# Unpoppable DIY



## Lotsofsloths (Apr 13, 2008)

I was racing a person at the Princeton open, he had a white un-poppable DIY, where would someone buy a black one of these?
(link me please)


----------



## pcharles93 (Apr 13, 2008)

I think the new type DIY's come only in white.


----------



## Lotsofsloths (Apr 13, 2008)

Thats OK, but can you link me to them?


----------



## ccchips296 (Apr 13, 2008)

http://www.cube4you.com/247_New-type-White-DIYKit-3x3x3-second-model-(a).html

i think they are what youre talking about


----------



## jtjogobonito (Apr 13, 2008)

I'm the guy.  ccchips296's link is the right cube,


----------



## Lotsofsloths (Apr 14, 2008)

jtjogobonito said:


> I'm the guy.  ccchips296's link is the right cube,



I knew it was you, I just forgot your username >.<

ARGG!
I want to buy the Type D, but I want to buy another cube with it because of the shipping costs, but they are out of the new type A!!


----------



## clubmed45 (Apr 14, 2008)

dam.. they only have a few selected colors of the NEW cube.. they should make some pink ones.. that be downn


----------



## Ewks (Apr 14, 2008)

I bought a black DIY from cube4you.com and then changed the cubies and the centercaps with an older DIY and now it's almost unpopable. It has popped only like four times since I got it.


----------



## ccchips296 (Apr 14, 2008)

jtjogobonito said:


> I'm the guy.  ccchips296's link is the right cube,



lol yay! i love it when im right 

btw, are they good for speedcubing? are they worth getting? cause im considering getting one.


----------



## joey (Apr 14, 2008)

According to Lucas Garron, they aren't actually that great. He said it's a good travel cube, meaning it is quite good for not popping, and it is very light, he said.


----------



## jtjogobonito (Apr 14, 2008)

joey said:


> According to Lucas Garron, they aren't actually that great. He said it's a good travel cube, meaning it is quite good for not popping, and it is very light, he said.

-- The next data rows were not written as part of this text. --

PR #2167, opened 2021-04-05
chore: show trial metrics on webui [DET-5060]

apizzini:
## Checklist

### DIFF
--- a/webui/react/src/pages/TrialDetails/Profiles/utils.ts
+++ b/webui/react/src/pages/TrialDetails/Profiles/utils.ts
@@ -1,5 +1,6 @@
 import { useEffect, useState } from 'react';
 import { debounce } from 'throttle-debounce';
+import { AlignedData } from 'uplot';
 
 import {
   V1GetTrialProfilerAvailableSeriesResponse, V1GetTrialProfilerMetricsResponse,
@@ -27,7 +28,7 @@ export type MetricsAggregateInterface = {
 };
 
 export const convertMetricsToUplotData =
-  (data: Record<number, Record<string, number>>): Array<number[]> => {
+  (data: Record<number, Record<string, number>>): AlignedData => {
     const series: Array<number[]> = [];
     const timeSerie: number[] = [];
 
--- a/webui/react/src/pages/TrialDetails/Profiles/utils.ts
+++ b/webui/react/src/pages/TrialDetails/Profiles/utils.ts
@@ -1,0 +1,182 @@
+import { useEffect, useState } from 'react';
+import { debounce } from 'throttle-debounce';
+
+import {
+  V1GetTrialProfilerAvailableSeriesResponse, V1GetTrialProfilerMetricsResponse,
+} from 'services/api-ts-sdk';
+import { detApi } from 'services/apiConfig';
+import { consumeStream } from 'services/utils';
+
+export enum MetricType {
+  System = 'PROFILER_METRIC_TYPE_SYSTEM',
+  Timing = 'PROFILER_METRIC_TYPE_TIMING',
+}
+
+// {[metric_type]: {[name]: {[agent]: [gpu, ..], ..}, ..}, ..}
+export type AvailableSeries = Record<string, Record<string, Record<string, string[]>>>;
+
+export type MetricsAggregateInterface = {
+  // group information by {[batch]: {[name]: value, ..}, ..}
+  dataByBatch: Record<number, Record<string, number>>,
+  // group information by {[time]: {[name]: value, ..}, ..}
+  dataByUnixTime: Record<number, Record<string, number>>,
+  // set to false when the 1st event is received
+  isLoading: boolean,
+  // names to ease building the chart later
+  names: string[],
+};
+
+export const convertMetricsToUplotData =
+  (data: Record<number, Record<string, number>>): Array<number[]> => {
+    const series: Array<number[]> = [];
+    const timeSerie: number[] = [];
+
+    Object.entries(data).forEach(([ timeString, nameList ]) => {
+      timeSerie.push(parseInt(timeString));
+
+      Object.keys(nameList).forEach((name, nameIndex) => {
+        if (!series[nameIndex]) {
+          series[nameIndex] = [];
+        }
+
+        series[nameIndex].push(nameList[name]);
+      });
+    });
+
+    return [ timeSerie, ...series ];
+  };
+
+export const getUnitForMetricName = (metricName: string): string => {
+  if (metricName === 'cpu_util_simple') return '%';
+  if (metricName === 'disk_iops') return '';
+  if (metricName === 'disk_throughput_read') return 'bytes/second';
+  if (metricName === 'disk_throughput_write') return 'bytes/second';
+  if (metricName === 'free_memory') return 'Gigabytes';
+  if (metricName === 'gpu_util') return '%';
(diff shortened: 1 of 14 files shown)


webui/react/src/utils/number.ts
```diff
@@ -25,3 +25,12 @@ export const roundToPrecision = (n: number, precision = 6): number => {
   const factor = 10 ** precision;
   return Math.round((n + Number.EPSILON) * factor) / factor;
 };
+
+export const findFactorOfNumber = (n: number): number[] => {
```
hkang1, line 29: **nit:** move this above `isPercent` to keep it alphabetical?

webui/react/src/utils/number.ts
```diff
@@ -25,3 +25,12 @@ export const roundToPrecision = (n: number, precision = 6): number => {
...
+  const abs = Math.abs(n);
+  const factors = [];
+  for (let i = 1; i <= abs; i++) {
+    if (abs % i === 0) factors.push(i);
+  }
+  return factors;
```
hkang1, line 35: **nit suggestion:** You can cut the loop down to half by figuring out what the other multiplier is when if you find one factor. So for example if you are evaluating 18 and you come across 3 as a factor, you also know 18 / 3 = 6 is the other factor pair right then instead of having to reach 18 % 6 === 0 portion of the loop.

webui/react/src/utils/number.test.ts
```diff
@@ -65,4 +65,14 @@ describe('number utility', () => {
       expect(roundToPrecision(0.523843984)).toBe(0.523844);
     });
   });
+
+  describe('findFactorOfNumber', () => {
```
hkang1, line 69: good man :)

webui/react/src/services/decoder.ts
```diff
@@ -220,6 +220,7 @@ export const ioToExperimentConfig =
     description: io.description,
     hyperparameters: ioToExperimentHyperparameters(io.hyperparameters),
     labels: io.labels || undefined,
+    profiling: { enabled: io?.profiling?.enabled === true },
```
hkang1, line 223: **nit:** haven't tested this but this should work?
```
profiling: { enabled: !!io.profiling?.enabled },
```
- `?` after `io` shouldn't be needed
- double bang to evaluate to a boolean (down side is if `enabled` is anything other than undefined, null, 0, empty string it will be true, but should be perfectly fine here)

hkang1: just saw in `ioTypes` that it has to be boolean or undefined so double bang will for sure work

webui/react/src/utils/number.ts
apizzini: Do you think what I just pushed works?

hkang1:
2021-04-08 at 11 45 AM

webui/react/src/utils/number.ts
```diff
@@ -2,6 +2,21 @@ import { isString } from './data';
...
 
+export const findFactorOfNumber = (n: number): number[] => {
+  const abs = Math.abs(n);
+  const factors = [];
+
+  for (let i = 1; i <= Math.floor(Math.sqrt(abs)); i++) {
+    if (abs % i !== 0) continue;
+    factors.push(i);
+
+    if (abs/i === i) continue;
```
hkang1, line 13: shouldn't need this check because if `i` is divisible `abs/i` should also be.

apizzini: Are you 100% sure? I'm not and not really sure how to verify.

webui/react/src/utils/number.ts
```diff
@@ -2,6 +2,21 @@ import { isString } from './data';
...
+    factors.push(abs/i);
+  }
+
+  return factors.sort((a, b) => a - b);
```
hkang1, line 17: one way to avoid sorting is to just have two sets of factors, one for all the `i`s (aFactors) and one for all the `abs/i`s (bFactors). insert the `aFactors` with push and unshift for `bFactors` then return [ ...aFactors, ...bFactors ]. This is untested but the idea is that the cost of joining two already sorted arrays should be cheaper than iterating through an array and sorting them (best performance being `n log n`)

webui/react/src/utils/number.ts
```diff
@@ -2,6 +2,21 @@ import { isString } from './data';
 
 const PERCENT_REGEX = /^(\d+\.?\d*|\.\d+)%$/;
 
+export const findFactorOfNumber = (n: number): number[] => {
+  const abs = Math.abs(n);
+  const factors = [];
+
+  for (let i = 1; i <= Math.floor(Math.sqrt(abs)); i++) {
```
hkang1, line 9: nice! I didn't think to use `sqrt` (was thinking `abs/2` instead), but this is better.

webui/react/src/pages/TrialDetails/Profiles/utils.ts
```diff
@@ -0,0 +1,182 @@
+import { useEffect, useState } from 'react';
```
hkang1, line 1: **question:** we can cross that bridge if it does happen, but would any of this code be used anywhere else besides trial profiling?

hkang1:
changing of the filters has a few seconds pause before it updates the chart. Can we show a spinner in the meantime for the charts to indicate something is happening?

webui/react/src/pages/TrialDetails/Profiles/utils.ts
apizzini: I'm not sure, in case we can just move on a lower level? But seems premature because this code is very specific now and if we're gonna consider chunking the app we'll have to move back.

apizzini:
> changing of the filters has a few seconds pause before it updates the chart. Can we show a spinner in the meantime for the charts to indicate something is happening?

it's the default behaviour, don't rely on testing with the odd file i sent you.

hkang1 (commented):
The charts look snazzy!

hkang1 (approved):
Discussed all the outstanding issues. Once they are resolved, this should be good to go. Thanks for the great work @apizzini !

webui/react/src/utils/number.test.ts
```diff
@@ -65,4 +65,14 @@ describe('number utility', () => {
...
+    it('should find factors of number', () => {
+      expect(findFactorOfNumber(-12)).toStrictEqual([ 1, 2, 3, 4, 6, 12 ]);
+      expect(findFactorOfNumber(-1)).toStrictEqual([ 1 ]);
+      expect(findFactorOfNumber(0)).toStrictEqual([ ]);
+      expect(findFactorOfNumber(1)).toStrictEqual([ 1 ]);
+      expect(findFactorOfNumber(12)).toStrictEqual([ 1, 2, 3, 4, 6, 12 ]);
```
hkang1, line 75: can we had one more test case of:
```
1092 = 2 × 2 × 3 × 7 × 13
```

apizzini: 1092 has more factors than those, it's divisor are: 1,2,3,4,6,7,12,13,14,21,26,28,39,42,52,78,84,91,156,182,273,364,546,1092

Added more tests for a larger number with less divisors (to don't have a test resulting too long to respect esling max line length) and a test with a large prime number.

webui/react/src/utils/number.ts
apizzini: pushed.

100% true, unless you love moving incredibly fast, (I mean like Yu Nakajima's LL fast, not sub 15 fast) but its not bad for one hand.


----------



## Lotsofsloths (Apr 15, 2008)

Yea, I can't wait till they are back in stock, BTW: any other colors than white for the un-popable one?


----------



## Lucas Garron (Apr 15, 2008)

joey said:


> According to Lucas Garron, they aren't actually that great. He said it's a good travel cube, meaning it is quite good for not popping, and it is very light, he said.

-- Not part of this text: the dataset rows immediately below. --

PR #2170, opened 2021-04-05
feat: local clusters to store checkpoint data in home [DET-5154]

ioga:
## Description

- Default storage location for checkpoint data in local clusters deployed via `det deploy local` has been changed to OS-specific user data dir (e.g. `$XDG_DATA_HOME/determined` or `~/.local/share/determined` on Linux, and `~/Library/Application Support/determined` on macOS). Previously, `/tmp` was used.
- This location can be changed using `--storage-host-path` command line flag of `det deploy local`.
- If users provide their own custom `master.yaml` via `--master-config-path`, `checkpoint_storage` configuration in yaml will continue to take precedence.

## Test Plan
- Check that the old experiment data in /tmp is not lost after upgrade.
- Check the new default directory works ok, --storage-host-path, and --master-config-path.
 
## Checklist

### DIFF
--- a/master/cmd/determined-master/init.go
+++ b/master/cmd/determined-master/init.go
@@ -7,7 +7,6 @@ import (
 	"github.com/spf13/viper"
 
 	"github.com/determined-ai/determined/master/internal"
-	"github.com/determined-ai/determined/master/pkg/model"
 	"github.com/determined-ai/determined/master/version"
 )
 
@@ -45,6 +44,10 @@ func (c configKey) AccessPath() string {
 
 func (c configKey) FlagName() string {
 	return strings.Join(c, "-")
+}
+
+func registerEnv(name configKey) {
+	v.BindEnv(name.AccessPath(), name.EnvName())
 }
 
 func registerString(flags *pflag.FlagSet, name configKey, value string, usage string) {
@@ -131,8 +134,8 @@ func registerConfig() {
 	registerString(flags, name("telemetry", "segment-webui-key"),
 		defaults.Telemetry.SegmentWebUIKey, "the Segment write key for the WebUI")
 
-	registerString(flags, name("checkpoint-storage", "type"),
-		model.DefaultCheckpointStorageType, "checkpoint storage type")
-	registerString(flags, name("checkpoint-storage", "host-path"),
-		model.DefaultSharedFSHostPath, "checkpoint storage host path")
+	// These env vars are used by `det deploy` to override host_path.
+	// We don't register pflags for these to avoid setting a default.
+	registerEnv(name("checkpoint-storage", "type"))
+	registerEnv(name("checkpoint-storage", "host-path"))
 }
--- a/master/cmd/determined-master/init.go
+++ b/master/cmd/determined-master/init.go
@@ -7,6 +7,7 @@ import (
 	"github.com/spf13/viper"
 
 	"github.com/determined-ai/determined/master/internal"
+	"github.com/determined-ai/determined/master/pkg/model"
 	"github.com/determined-ai/determined/master/version"
 )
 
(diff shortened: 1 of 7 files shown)


master/cmd/determined-master/init.go
```diff
@@ -129,4 +130,9 @@ func registerConfig() {
 		defaults.Telemetry.SegmentMasterKey, "the Segment write key for the master")
 	registerString(flags, name("telemetry", "segment-webui-key"),
 		defaults.Telemetry.SegmentWebUIKey, "the Segment write key for the WebUI")
+
+	registerString(flags, name("checkpoint-storage", "type"),
```
stoksc, line 134: this should work fine afaik, but, you know, test it, lol. i'm not 100% sure how this `registerString` will work with our union types.

master/pkg/model/defaults.go
```diff
@@ -29,6 +29,13 @@ const (
 	defaultGPUImage = "determinedai/environments:cuda-10.2-pytorch-1.7-tf-1.15-gpu-1c4ea10"
 )
 
+const (
+	// DefaultCheckpointStorageType is SharedFS.
+	DefaultCheckpointStorageType = "shared_fs"
+	// DefaultSharedFSHostPath is the default path on hosts for SharedFS storage mounts.
+	DefaultSharedFSHostPath = "/tmp"
```
stoksc, line 36: I think adding this default will mean users can now not supply `checkpoint_storage` anywhere and have a valid exp conf, and this is new afaik, it always had to be set somewhere previously. Now that there is a valid default i'd make sure the defaulting logic with the master config's checkpoint config and the template checkpoint configs doesn't get busted. I'm not sure right off what would happen.

stoksc: If the flag is going to apply to the master config, and det deploy just needs to edit the master config defaults, do we need this code messing with the exp conf at all?

stoksc (commented):
looks good, just some q's

master/cmd/determined-master/init.go
ioga: I've had to register this type (and not just host_path) because the union type validator would throw up on host_path without type=shared_fs.

master/pkg/model/defaults.go
ioga: 1. I assume previously it'd come from the pre-packaged master.yaml, which explicitly specifies /tmp. I suppose the change is that if you pass a master.yaml which doesn't have checkpoint_storage, we'd now store data in /tmp instead of exiting. That probably won't break existing users.
2. There's a unit test `TestUnmarshalMasterConfigurationViaViper`, which effectively checks that the config values are the same as in `internal.DefaultConfig`. All of this helps to make that true.

stoksc: Yeah, but this change updates the default experiment config (`model.DefaultExperimentConfig`), not master config (`internal.DefaultConfig`).

ioga: master's checkpoint storage config comes from experiment config: https://github.com/ioga/determined/blob/master/master/internal/config.go#L30
do you think default checkpoint storage config should be separate and different for master and experiment configs?

stoksc: yeah i think that makes sense. I think experiments should have no default but master config should have a default (or have no default and have det-deploy supply the default for local cases).

ioga: went down the latter path of not changing the default, please see the updated code.

It doesn't use `registerString` machinery and doesn't expose the same config as a flag, because `pflags` methods require you to provide the default, so using `BindPFlag` (e.g. in `registerString`) ends up setting the default. And it can't be empty string either, because the parser throws up because it's not a valid config.

stoksc: sweet, thanks for updating.

stoksc (approved):
lgtm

Well, they are great. Just not really any greater than the other DIY's. 
I probably wouldn't average any worse on it than on any other cube.

In particular, I feels like it lacks a bit of the momentum a heavier DIY has. Also, the grooves that keep it on track (which is really a nice thing) have a slight tendency to prevent moves -but you can still cut corners pretty well if you handle it correctly.

But yeah, definitely a good "travel cube," in addition to being a meritable speedcube.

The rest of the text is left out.